En tant qu´africain, faut-il défendre Mugabé ?

En 1963, Mugabe, le leader de la guérilla fonde la Zimbabwe African National Union (ZANU). Il négocie l’indépendance de son pays avec Joshua Nkomo, dirigeant de la Zimbabwe African People’s Union (ZAPU), un autre père de l ’indépendance comme nous aimons à les appeler en Afrique. Les résultats des élections de 1980 confiment la victoire du Zanu qui remporte la majorité absolue et Mugabe devient Premier ministre. Mugabe, qui avait mené le combat contre le pouvoir blanc dans cette partie de la terre africaine qu´on appelait alors la Rhodésie, forme une coalition composée de Blancs et de la ZAPU de Nkomo, évincés du pouvoir par la suite.

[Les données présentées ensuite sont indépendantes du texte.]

PR #201, opened 2021-03-21
Renamed gallery.py to albumGallery.py to allow script to run on Windows

bad-jacob:
Because of the case-insensitive nature of Windows, the script doesn't currently run there.

I've removed the reference to lowercase gallery because it isn't being used anyway.


Serene-Arc:
Issue was resolved under PR #203 which has been merged. Thanks though :)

Lorsque la Rhodésie change de nom pour devenir le Zimbabwe en 1980, Mugabe est considéré comme l’emblème d’une transition réussie du colonialisme en Afrique. Qui ne se souvient pas du Zimbabwe des années 80 ? Un des pays phares d´Afrique? À L’époque, la croissance était de 5 % l’an quand les zones rurales étaient équipées en routes, électricité et eau potable. Les soins de santé et l’éducation étaient parmi les meilleurs en Afrique. Mugabe a mené son pays à un taux d’alphabétisation jamais inégalé en Afrique, 85 %, et son socialisme déclaré promettait une égalité plus grande devant la santé dans un Zimbabwe nouveau et multiracial ! Le Zimbabwe a été longtemps considéré comme le "grenier" de l'Afrique AustraleMugab_

Elu à la tête du Zimbabwe en 1987, Mugabé change de plus en plus de méthodes et de politique. Les images de son opposant Morgan Tsvangirai humilié et blessé par la police Zimbabwéenne achèvent de nous inquiéter. Mugabé est surtout en mauvaise amitié avec les occidentaux qui l´accusent de dictateur. Aujourd´hui, l´agriculture qui était le pillier de l´économie de ce pays s´est effondrée. La réforme agraire de 2000 pronée par Mugabe et l´occupation des fermes blanches n'a pas seulement entraîné une famine. Elle a occasionné, par réaction en chaîne, une crise qui s'étend dans tous les domaines de l'économie et de la société. Les fermiers blancs étaient les premiers employeurs te « défendeurs » de l´économie du pays et certains fournissaient des services annexes comme des petits dispensaires de campagne ou des écoles. 300 000 ouvriers agricoles avec leur famille, c'est-à-dire 1 million de personnes, vivaient sur les fermes commerciales. L'agriculture représentait la première source de devises du pays, avec 40% des recettes d'exportation. 3000 entreprises environ travaillaient en amont et en aval pour ce secteur. Quant à l´inflation, elle est l´une des plus élévées au monde.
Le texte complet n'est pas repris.